Scan the records below for the string "find" and return every line where it appears.

START Data excerpts

Issue #228, opened 2020-02-14
Test a wide range of unicode characters in file names


julio-lopez:
Currently, many of synthetic source FS trees in tests have a narrow character set for file and directory names. For example, e2e tests construct files using hex digits in the file names.

fiorm:
is this done ? or still open for contributions  ? @julio-lopez

ntolia:
> is this done ? or still open for contributions ? @julio-lopez

@fiorm I can confirm this is still open.

julio-lopez:
Yes, this is still open.

PR #1356, opened 2021-10-05
modify randomName() to generate unicode filenames - #228

zyradyl:
hello, i was looking through the "good first issue" tag to try and find something i could wrap my head around, and i found #228. i'm _very_ new to go so i'm sure this could be done in a better way, but i thought i would give it a shot. i ran through `make test` `make ci-integration-test` and `make ci-test` and everything passed. 

let me know if there's anything i can improve on/any changes to be made. the downside of this is it eliminates the hexadecimal filenames, but i suppose those characters are _technically_ in this set. 😅


jkowalski:
I think this is slightly too aggressive, macOS tests failed - probably because of filesystem limitations - Linux and Windows are ok.

zyradyl:
i kinda expected that to happen, but i am surprised it happened on Mac since that's what i ran my make commands on. i'll have to look at the logs a bit later to satisfy my curiosity 😃 

the other option i was considering was picking maybe 4 languages with different character sets (maybe Russian/Arabic/Japanese/English?) and having it switch between them to generate file names? i think this is probably a bit more realistic than testing the entirety of printable unicode.

that will probably be my project for tonight unless you'd prefer a different process?

Issue #1350, opened 2021-10-03
New fresh repo on OneDrive, using rclone backend and this shows up...


xxxliqu1dxxx:
New fresh repo on OneDrive, using rclone backend and this shows up after my first snapshot:

![image](https://user-images.githubusercontent.com/83290244/135768419-4a94e787-0885-465a-8108-5f85f6767495.png)

Following the prompts I see this:
![image](https://user-images.githubusercontent.com/83290244/135768630-fa70fc9e-ad47-4c6e-bd36-53520e572c69.png)

And then as expected, this shows "as normal"... all kopia files:
![image](https://user-images.githubusercontent.com/83290244/135768658-a3a5e75a-040c-44b8-aa02-e16c3b23ce0d.png)

Another view with the rclone ls command
![image](https://user-images.githubusercontent.com/83290244/135768455-00cd2df8-e2a8-4b77-8602-4ebba42a77c9.png)

I uploaded stuff to OneDrive before and this never showed up. I am not sure if this is new to OneDrive or caused by RC3. As mentioned these are "new OneDrive accounts" which are "Fresh", empty... so perhaps that's the issue, but maybe someone here knows what's wrong.

I am sure this is a false positive as like I said the only stuff on there are kopia files, but I wonder if perhaps OneDrive triggers that ransomware stuff due to the way files are named with Kopia... is there a way to change the filenames or directory structure to avoid this situation? I know there's a --flat parameter which I tried, and this did not seem to do anything for me...

In any case, I will continue to play with this, but I found it interesting that it triggered this false positive. 

Thanks in advance if you can provide an answer :)

xxxliqu1dxxx:
If I create the repo within an rclone crypt, this does not seem to trigger that OneDrive "protection"... so I will use that workaround for now.

zyradyl:
out of curiosity, when you use rclone crypt what do the files in OneDrive look like?

it seems like this is [intended behavior](https://support.microsoft.com/en-us/office/ransomware-detection-and-recovering-your-files-0d90ec50-6bfd-40f4-acc7-b8c12c73637f) at least on OneDrive's end. in particular, the .f file extension would be "strange" to 365, so it gets flagged.

i tried looking for more information on the specifics of the detection, but all i can find is references to mass-deletions, or strange filenames and extensions.

xxxliqu1dxxx:
> 
> 
> out of curiosity, when you use rclone crypt what do the files in OneDrive look like?
> 

[...]

PR #1357, opened 2021-10-06
replace hardcoded instances of '.f' with CompleteBlobSuffix

zyradyl:
while looking through and tinkering with things for #1350, i noticed that some of the test routines rely on a hardcoded value of `CompleteBlobSuffix = ".f"`. this just switches those out with a reference to the variable.

it's very possible the hardcode was intentional, especially considering that changing the suffix would mean needing to implement an upgrade mechanism, but i thought i'd submit a PR just in case it was an oversight. 😅

### DIFF
--- a/cli/command_blob_shards_modify_test.go
+++ b/cli/command_blob_shards_modify_test.go
@@ -20,38 +20,38 @@ func TestBlobShardsModify(t *testing.T) {
 
 	// verify default sharding is 3,3
 	require.FileExists(t, filepath.Join(env.RepoDir, someQBlob[0:3], someQBlob[3:6], someQBlob[6:]+sharded.CompleteBlobSuffix))
-	require.FileExists(t, filepath.Join(env.RepoDir, "kopia.repository.f"))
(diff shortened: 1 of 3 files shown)


cli/command_blob_shards_modify_test.go
```diff
@@ -20,38 +20,38 @@ func TestBlobShardsModify(t *testing.T) {
 
 	// verify default sharding is 3,3
 	require.FileExists(t, filepath.Join(env.RepoDir, someQBlob[0:3], someQBlob[3:6], someQBlob[6:]+sharded.CompleteBlobSuffix))
-	require.FileExists(t, filepath.Join(env.RepoDir, "kopia.repository.f"))
+	require.FileExists(t, filepath.Join(env.RepoDir, "kopia.repository"+sharded.CompleteBlobSuffix))
```
jkowalski, line 23: i think it's ok to hardcode constants like that otherwise we're not ever sure what the filenames are asserted.

zyradyl: ahh, that's very true and something i hadn't considered. alright, i'll keep this as my little branch to fiddle with and close this out. sorry for all the PRs lately 😅

PR #1360, opened 2021-10-06
refactor: move from io/ioutil to io and os package

Juneezee:
The `io/ioutil` package has been deprecated in Go 1.16 (See https://golang.org/doc/go1.16#ioutil). Since kopia has upgraded to Go 1.17 (#1256), this PR replaces the existing `io/ioutil` functions with their new definitions in `io` and `os` packages.

PR #1361, opened 2021-10-06
refactor: move from ioutil.ReadDir to os.ReadDir

Juneezee:
This PR is an addition to #1360 (see https://github.com/kopia/kopia/pull/1360#discussion_r723279310).

Things to note:
1. `os.ReadDir` is not a direct replacement for `ioutil.ReadDir`, unlike all other functions in `io/ioutil`
2. `os.ReadDir` returns a slice of [os.DirEntry](https://golang.org/pkg/os/#DirEntry), while `ioutil.ReadDir` returns a slice of [fs.FileInfo](https://golang.org/pkg/io/fs/#FileInfo). The biggest difference is the lack of `Size()`, `ModTime()`, and `Sys()` method in the `os.DirEntry` interface.
3. To get the `Size()`, `ModTime()`, or `Sys()` of a file or folder from `os.DirEntry`, we need to call `Info()` first and do an additional error handling.

The `os.ReadDir` was proposed in https://github.com/golang/go/issues/41467. According to the [documentation for `ioutil.ReadDir`](https://pkg.go.dev/io/ioutil#ReadDir) starting from Go 1.16, it is recommended to use `os.ReadDir` as it is a more efficient and correct implementation.

### DIFF
--- a/fs/localfs/local_fs.go
+++ b/fs/localfs/local_fs.go
@@ -128,8 +128,8 @@ type entryWithError struct {
 	err   error
 }
 
-func toDirEntryOrNil(basename, prefix string) (fs.Entry, error) {
-	fi, err := os.Lstat(prefix + basename)
+func toDirEntryOrNil(dirEntry os.DirEntry, prefix string) (fs.Entry, error) {
+	fi, err := os.Lstat(prefix + dirEntry.Name())
 	if err != nil {
 		if os.IsNotExist(err) {
 			return nil, nil
@@ -153,7 +153,7 @@ func (fsd *filesystemDirectory) Readdir(ctx context.Context) (fs.Entries, error)
 	var entries fs.Entries
 
 	// read first batch of directory entries using Readdir() before parallelization.
-	firstBatch, firstBatchErr := f.Readdirnames(numEntriesToReadFirst)
+	firstBatch, firstBatchErr := f.ReadDir(numEntriesToReadFirst)
 	if firstBatchErr != nil && !errors.Is(firstBatchErr, io.EOF) {
 		return nil, errors.Wrap(firstBatchErr, "unable to read directory entries")
 	}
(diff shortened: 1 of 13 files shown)


Juneezee:
There are more stuff to change than I expected, such as the `ReadDir` method signature of `sharded.Impl` interface. Will fix them ASAP

repo/blob/filesystem/filesystem_storage.go
```diff
@@ -231,7 +230,19 @@ func (fs *fsImpl) ReadDir(ctx context.Context, dirname string) ([]os.FileInfo, e
...
+		fi, err := e.Info()
+		if err != nil {
+			// nolint:wrapcheck
+			return nil, err
+		}
+
+		fileInfos = append(fileInfos, fi)
+	}
+
+	return fileInfos, nil
```
Juneezee, line 245: This is an easier workaround to return the results as `[]os.FileInfo`. Changing the method signature from `ReadDir(ctx context.Context, path string) ([]os.FileInfo, error)` to `ReadDir(ctx context.Context, path string) ([]os.DirEntry, error)` will require massive refactoring of other storage implementations (`davStorageImpl`, `fsImpl`, and `sftpImpl`) as well.

jkowalski:
That windows failure is a real one. I encountered it before when trying to refactor this exact same thing.

It appears that windows directory times are different when returned by ReadDir() vs Lstat(). I did not investigate further. 

This is probably a test issue related to launching actions.

jkowalski:
So as I was saying - with this change Windows will be failing 100% - there's some subtle difference between os.Lstat() and os.ReadDir() result, (which could be insignificant but the test is failing nonetheless).

fs/localfs/local_fs.go
```diff
@@ -128,8 +128,8 @@ type entryWithError struct {
 	err   error
 }
 
-func toDirEntryOrNil(basename, prefix string) (fs.Entry, error) {
-	fi, err := os.Lstat(prefix + basename)
+func toDirEntryOrNil(dirEntry os.DirEntry, prefix string) (fs.Entry, error) {
+	fi, err := os.Lstat(prefix + dirEntry.Name())
```
Juneezee, line 132: > So as I was saying - with this change Windows will be failing 100% - there's some subtle difference between os.Lstat() and os.ReadDir() result, (which could be insignificant but the test is failing nonetheless).

@jkowalski The Windows integration test should pass now. I have tested this on my fork repository Actions workflow.

I tried changing `os.Lstat()` into `os.Stat()` and the Windows integration test passed as well. There is definitely something difference between `dirEntry.Info()` and `os.Stat() / os.Lstat()`

jkowalski:
thank you!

END Data excerpts

### Written response
hello, i was looking through the "good first issue" tag to try and find something i could wrap my head around, and i found #228. i'm _very_ new to go so i'm sure this could be done in a better way, but i thought i would give it a shot. i ran through `make test` `make ci-integration-test` and `make ci-test` and everything passed. 
i tried looking for more information on the specifics of the detection, but all i can find is references to mass-deletions, or strange filenames and extensions.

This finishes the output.